Control of pathways and yields of protein crystallization through the interplay of nonspecific and specific attractions

TL;DR

This study uses computer simulations to explore how tuning specific and nonspecific interactions in model proteins influences their crystallization pathways and yields, revealing strategies to optimize protein crystal formation.

Contribution

It demonstrates how adjusting the balance of specific and nonspecific attractions can control crystallization pathways and improve yields in protein assembly.

Findings

Strong nonspecific interactions lead to liquidlike clustering before crystallization.

Weak nonspecific interactions favor growth via ordered nuclei.

Nonspecific interactions can enhance crystal yields in certain regimes.

Abstract

We use computer simulation to study crystal-forming model proteins equipped with interactions that are both orientationally specific and nonspecific.
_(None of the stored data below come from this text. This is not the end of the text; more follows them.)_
PR #516, opened 2020-07-13
PTX-2614 Added ability to delete pods one by one

mborodin-px:
Test passed here:
https://jenkins.portworx.co/job/Torpedo/job/tp-dev-test/710/

### DIFF
--- a/drivers/scheduler/k8s/k8s.go
+++ b/drivers/scheduler/k8s/k8s.go
@@ -92,6 +92,7 @@ const (
 
 	resizeSupportedAnnotationKey  = "torpedo.io/resize-supported"
 	autopilotEnabledAnnotationKey = "torpedo.io/autopilot-enabled"
+	deleteStrategyAnnotationKey   = "torpedo.io/delete-strategy"
 	specObjAppWorkloadSizeEnvVar  = "SIZE"
 )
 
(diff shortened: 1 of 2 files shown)


drivers/scheduler/k8s/k8s.go
```diff
@@ -90,9 +90,10 @@ const (
 	// DefaultTimeout default timeout
 	DefaultTimeout = 2 * time.Minute
 
-	resizeSupportedAnnotationKey  = "torpedo.io/resize-supported"
-	autopilotEnabledAnnotationKey = "torpedo.io/autopilot-enabled"
-	specObjAppWorkloadSizeEnvVar  = "SIZE"
+	resizeSupportedAnnotationKey              = "torpedo.io/resize-supported"
+	autopilotEnabledAnnotationKey             = "torpedo.io/autopilot-enabled"
+	rollingDeleteStrategyEnabledAnnotationKey = "torpedo.io/rolling-delete-strategy-enabled"
```
harsh-px, line 95: instead, call the key `"torpedo.io/delete-strategy"` and one of the supported values it takes is `rolling`. 

This will allow us to have other delete strategies.

mborodin-px: fixed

Distinct dynamical pathways of crystal formation can be selected by tuning the strengths of these interactions. When the nonspecific interaction is strong, liquidlike clustering can precede crystallization; when it is weak, growth can proceed via ordered nuclei. Crystal yields are in certain parameter regimes enhanced by the nonspecific interaction, even though it promotes association without local crystalline order. Our results suggest that equipping nanoscale components with weak nonspecific interactions (such as depletion attractions) can alter both their dynamical pathway of assembly and optimize the yield of the resulting material.